The following testimony was submitted by the Grassroot Institute of Hawaii for consideration by the Honolulu County Council on July 12, 2023.
July 12, 2023
Honolulu City Council Chambers
To: Honolulu City and County Council
Councilmember Tommy Waters, Chair
Councilmember Esther Kiaʻāina, Vice Chair
From: Grassroot Institute of Hawaii
Ted Kefalas, Director of Strategic Campaigns
RE: Bill 42 (2023) — RELATING TO REAL PROPERTY TAXATION
Dear Chair and Committee Members:
The Grassroot Institute of Hawaii would like to offer its comments on Bill 42 (2022), which would impose an 8% assessment cap on properties in the Residential tax class.

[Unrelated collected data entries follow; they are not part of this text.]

PR #444, opened 2025-04-09
Fix: recommended contributors panel behavior

### LINKED ISSUE #432: Fix small issues in recommended contributor section
**Describe the bug**
The recommended contributor expansion panel always closes when you add a contributor from the panel - this is annoying since users need to open - add, open - add, open - add...

The panel should only autoclose when there are no recommended contributors. We could also go a step further and just hide the whole thing in this case.

Image

Bonus: Think about adding an AddAll button, if it fits in the design.

**Is this a regression?**
No.

**Expected behavior**
Should not autoclose when adding a contributor and should handle the no recommended contributor available step.

**Environment**

- Damap version 4.4.0

lpandath:
## Description

https://github.com/user-attachments/assets/4f1759a8-93a4-4617-936f-39eea0125b4f

Screenshot 2025-05-20 at 08 45 59

#### What does this PR do?

- Panel stays open when adding contributors
- Only closes when no recommendations left
- Add "Add All" button for bulk adding contributors

### Checks

- [ ] Summary updated
- [ ] Version view updated
- [ ] Documentation added
- [x] Tests added
- [ ] E2e tests created

closes GH-432

### DIFF
--- a/libs/damap/src/lib/components/dmp/people/people.component.html
+++ b/libs/damap/src/lib/components/dmp/people/people.component.html
@@ -47,7 +47,11 @@
   </mat-label>
 
   <mat-expansion-panel
-    *ngIf="projectMembers?.length > 0"
+    *ngIf="
+      projectMembers?.length > 0 &&
+      (projectMembers | contributorFilter: dmpForm.controls.contributors.value)
+        .length > 0
+    "
     [expanded]="!isCollapsed"
     (opened)="isCollapsed = false"
     class="white-background-panel">
@@ -56,6 +60,20 @@
         {{ "dmp.steps.people.general.recommendations" | translate }}
       </mat-panel-title>
     </mat-expansion-panel-header>
+
+    <div
+      class="add-all-container"
+      *ngIf="
+        (
+          projectMembers
+          | contributorFilter: dmpForm.controls.contributors.value
+        ).length > 0
+      ">
+      <button mat-button color="primary" (click)="addAllContributors()">
+        <mat-icon>group_add</mat-icon>
+        {{ "dmp.steps.people.general.addAll" | translate }}
+      </button>
+    </div>
 
     <div class="list-container">
       <mat-card
@@ -70,7 +88,7 @@
               <mat-icon class="mat-icon-style">person</mat-icon>
               {{ member.firstName }} {{ member.lastName }}
             </div>
-            <mat-icon class="mat-icon-style outline">mail</mat-icon>
+            <mat-icon class="mat-icon-style outline">mail_outline</mat-icon>
             {{ member.mbox }}
           </div>
           <div class="mat-card-right">
@@ -123,14 +141,16 @@
             <div class="mat-card-container">
               <div class="mat-card-left">
                 <div>
-                  <mat-icon class="mat-icon-style">person</mat-icon>
+                  <mat-icon class="mat-icon-style outline"
+                    >person_outline</mat-icon
+                  >
                   {{ contributor.value.firstName }}
                   {{ contributor.value.lastName }}
                   <span class="sr-only">{{
                     "dmp.steps.people.contact.person" | translate
                   }}</span>
                 </div>
-                <mat-icon class="mat-icon-style outline">mail</mat-icon>
+                <mat-icon class="mat-icon-style outline">mail_outline</mat-icon>
                 {{ contributor.value.mbox }}
                 <app-orcid
                   *ngIf="
@@ -224,7 +244,7 @@
   </ng-container>
 </div>
 
-<div *ngIf="contactContributor() === -1 && contributors.length !== 0">
+<div *ngIf="!doesContactExist() && contributors.length !== 0">
   <mat-card appearance="raised" class="card-selected-empty">
     <mat-card-content>
       <mat-icon class="material-icon-primary outline">info</mat-icon>
@@ -253,7 +273,9 @@
             <div class="mat-card-container">
               <div class="mat-card-left">
                 <div>
-                  <mat-icon class="mat-icon-style">person</mat-icon>
+                  <mat-icon class="mat-icon-style outline"
+                    >person_outline</mat-icon
+                  >
                   {{ contributor.value.firstName }}
                   {{ contributor.value.lastName }}
                   <mat-icon
@@ -265,7 +287,7 @@
                     "dmp.steps.people.contact.person" | translate
                   }}</span>
                 </div>
-                <mat-icon class="mat-icon-style outline">mail</mat-icon>
+                <mat-icon class="mat-icon-style outline">mail_outline</mat-icon>
                 {{ contributor.value.mbox }}
                 <app-orcid
                   *ngIf="
--- a/libs/damap/src/lib/components/dmp/people/people.component.html
+++ b/libs/damap/src/lib/components/dmp/people/people.component.html
@@ -141,9 +141,7 @@
             <div class="mat-card-container">
               <div class="mat-card-left">
                 <div>
-                  <mat-icon class="mat-icon-style outline"
-                    >person_outline</mat-icon
-                  >
+                  <mat-icon class="mat-icon-style">person</mat-icon>
                   {{ contributor.value.firstName }}
                   {{ contributor.value.lastName }}
                   <span class="sr-only">{{
@@ -273,9 +271,7 @@
             <div class="mat-card-container">
               <div class="mat-card-left">
                 <div>
-                  <mat-icon class="mat-icon-style outline"
-                    >person_outline</mat-icon
-                  >
+                  <mat-icon class="mat-icon-style">person</mat-icon>
                   {{ contributor.value.firstName }}
                   {{ contributor.value.lastName }}
                   <mat-icon
--- a/libs/damap/src/lib/components/dmp/people/people.component.ts
+++ b/libs/damap/src/lib/components/dmp/people/people.component.ts
@@ -126,51 +126,11 @@ export class PeopleComponent implements OnInit, OnDestroy {
   }
 
   changeContactPerson(contact: Contributor): void {
-    // fetch accurate affiliation information from ORCID
-    // this should probably be done in the backend, with newly added contributors only
-    // since the affiliation is not displayed in the frontend anyways
-    if (contact.personId.type === IdentifierType.ORCID) {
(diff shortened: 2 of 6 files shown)


libs/damap/src/lib/components/dmp/people/people.component.html
```diff
@@ -55,15 +55,20 @@
...
+      </button>
     </mat-expansion-panel-header>
 
     <div class="list-container">
       <mat-card
         appearance="raised"
-        *ngFor="
-          let member of projectMembers
-            | contributorFilter: dmpForm.controls.contributors.value
-        ">
```
ValentinFutterer: Is there any reason you replaced this pipe with the `getFilteredProjectMembers` function? As i can see, both do essentially the same thing and the pipe is still in use in another place.

ValentinFutterer:
Works pretty well all in all.

Right now only the add all button is hidden, but imo we could just hide the whole panel. If you have a project with no contributors, the empty panel could be confusing. Same, when you added all recommended contributors, the panel serves no value then. What do you think?

Also minor bug: When you add a contact person, the panel still closes.

libs/damap/src/lib/components/dmp/people/people.component.ts
```diff
@@ -215,6 +225,49 @@ export class PeopleComponent implements OnInit, OnDestroy {
...
+  }
+
+  addAllContributors(): void {
+    const filteredMembers = this.getFilteredProjectMembers();
+
+    filteredMembers.forEach(member => {
+      this.contributorToAdd.emit(member);
+    });
+
+    this.contactContributor();
```
ValentinFutterer: Suggestion for refactoring: All usages of this method in the ts can be safely removed, its return values are never used. Its only being used in the html.
The method should also return a boolean and be named soemthing like: does contributor exist.

libs/damap/src/lib/components/dmp/people/people.component.ts
```diff
@@ -215,6 +225,49 @@ export class PeopleComponent implements OnInit, OnDestroy {
...
+
+        if (member.mbox && existing.mbox) {
+          return member.mbox === existing.mbox;
+        }
+        return false;
+      });
+
+      return !isAlreadyAdded;
+    });
+  }
```
ValentinFutterer: Writing function code is not necessary, it duplicates functionality from a pipe and the contributor compare function, you could just replace this with a call to the pipe function.

libs/damap/src/lib/components/dmp/people/people.component.ts
ValentinFutterer: For clarification: i am talking about `contactContributor()`.

libs/damap/src/lib/components/dmp/people/people.component.html
lpandath: the function has some extra null checks and handles the form access directly

libs/damap/src/lib/components/dmp/people/people.component.ts
lpandath: Thank you for the suggestion. You're right that the getFilteredProjectMembers() method duplicates functionality that already exists in the ContributorFilterPipe.

libs/damap/src/lib/components/dmp/people/people.component.html
ValentinFutterer:
```
if (!this.projectMembers || !this.dmpForm) {
      return [];
    }
```

Does this guard against something thats realistically going to happen? Because to my knowledge, the pipe has never failed before.
And if this is a realistic danger, shouldnt the pipe have the same safeguards, since the pipe is still in use in other places?

I think best practice would be to write a function that does the filtering and call it from the pipe and  from the `getFilteredProjectMembers` function, so you can avoid having to call the pipe with transform.
But it would be easier to just keep it as is and use transform in `getFilteredProjectMembers`, I guess. 

I would just move the guards (if necessary) into the pipe and use the actual pipe in the html files and the wrapper that calls the pipes in ts files, to keep them seperate and to make it consistent, since the pipe is still in use.

ValentinFutterer:
> Right now only the add all button is hidden, but imo we could just hide the whole panel. If you have a project with no contributors, the empty panel could be confusing. Same, when you added all recommended contributors, the panel serves no value then. What do you think?
> 
> Also minor bug: When you add a contact person, the panel still closes.

Could you address this?

ValentinFutterer:
Something else I noticed while clicking through it, the clickable surface of the "Add All" button and the closing button for the tab actually overlap.
image

I clicked the add all button by accident, when I tried it out. A good alternative would be to move the button to here, in a fixed position, so its always visible when scrolling. Or you just add it below the scrollable container:
image

libs/damap/src/lib/components/dmp/people/people.component.html
lpandath: Well in this case i would imp an shared filtering function because the pipe imp it only has a null check for newContributors (using the optional chaining operator ?.) but doesn't check if alreadyAddedContributors is null...

lpandath:
> > Right now only the add all button is hidden, but imo we could just hide the whole panel. If you have a project with no contributors, the empty panel could be confusing. Same, when you added all recommended contributors, the panel serves no value then. What do you think?
> > Also minor bug: When you add a contact person, the panel still closes.
> 
> Could you address this?

yes

libs/damap/src/lib/components/dmp/people/people.component.html
ValentinFutterer: Yes i think thats the best and most clean approach 👍 
I think you can just copy the code from the pipe to do this.

lpandath: no, i mean extending the ContributorFilterPipe, not copying it!

libs/damap/src/lib/components/dmp/people/people.component.html
```diff
@@ -123,14 +125,16 @@
             <div class="mat-card-container">
               <div class="mat-card-left">
                 <div>
-                  <mat-icon class="mat-icon-style">person</mat-icon>
+                  <mat-icon class="mat-icon-style outline"
+                    >person_outline</mat-icon
+                  >
```
ValentinFutterer: Is there a reason to change this to an outline icon. It kindof goes under due to the grey background. The mail is way bulkier and sticks out more, so it works better for that one.

lpandath: I wanted to have that on click, it's just a preference.

libs/damap/src/lib/components/dmp/people/people.component.ts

These assessment caps, also known as valuation caps, limit how much the assessed value of a parcel can change year-over-year. They are intended to blunt the effect of higher property assessments on the tax bills of the property owners.
Under Bill 24, a property once subject to a cap would be reassessed at full market value whenever it sold.
California’s Proposition 13 is one of the most famous examples of an assessment cap. Currently, Hawaii and Kauai counties impose 3% assessment caps on properties in their owner-occupied or homestead classes.
While assessment caps can be of some assistance, the Institute believes that they are not the most effective means of providing homeowners property tax relief when used across the board and set at low percentages.
The primary benefit is to shield property owners from unexpectedly large increases in their tax bills.
Under Bill 42, the owner of a property whose value increased by 20% in one year would not pay the entire 20% increase that year, but over a series of several years, since the bill provides that any increase above the 8% would be factored into the property’s assessments in future years. This would make the tax increase more gradual and lessen the possible negatives of a one-time shock from a large tax bill.
Assessment caps are an imperfect relief policy, however, since they can result in unequal tax bills for similar properties. A longtime homeowner might pay a much smaller tax bill than a new homeowner, no matter their age. Because an assessment cap limits the taxable value over time, the longtime homeowner will face a tax rate that is applied to a smaller portion of the market value of their home.
As a result of these unequal tax bills, assessment caps can create distortions in the housing market. Caps tend to result in more tax savings over time, so homeowners become hesitant to sell their homes and purchase other homes; they want to keep their tax benefits.
For example, research shows that under California’s Proposition 13 combination 2% assessment cap and 1% rate cap, homeowners tend to stay in their homes much longer. This is despite the fact that many individuals might want to downsize or move to another neighborhood or city. Basically, an assessment cap essentially disincentivizes homeowners from moving.
Economists Nada Wasi and Michelle White found in a paper for the National Bureau of Economic Research that “existing owner-occupiers move less often and therefore the supply of owner-occupied housing units offered for sale falls. … This forces renter households to delay their transition to owning.”
To be fair, the 8% cap proposed by Bill 42 would not likely distort the Honolulu housing market in the way that Proposition 13 affects California. That’s because over the past decade, from 2014 to 2023, the assessed value of properties in the Residential class increased by an average of 5.45% each year.
For fiscal 2024, the assessed value of Residential properties on Oahu increased by an average of 9.1%, but otherwise, the average increase exceeded 8% only twice during that 10-year period — by 8.9% in 2015 and 9.3% in 2023.
This is not to say that individual properties within the homeowner class did not increase by more than 8% each year. In fact, this bill could shield owners of such properties from unreasonably large tax increases, and on that metric the proposal has merit.
Should this bill move forward, the Institute would suggest the following:
>> Retain the provision that states, “If the property has an assessed value that will increase the assessed value in excess of eight percent over the preceding tax year, the director may apply the excess value to the subsequent tax year.”
This provision would help minimize the distortionary effect of the cap, since assessments higher than 8% would be factored into the assessed values for years in which a property’s value increases by less than 8%.
>> Insert a provision that guarantees that homeowners can keep part or all of their tax benefit if they sell their property and buy another property in Honolulu that they plan to use as a primary residence. This also would minimize the distortionary effect by removing the disincentive to sell.
Thank you for the opportunity to testify.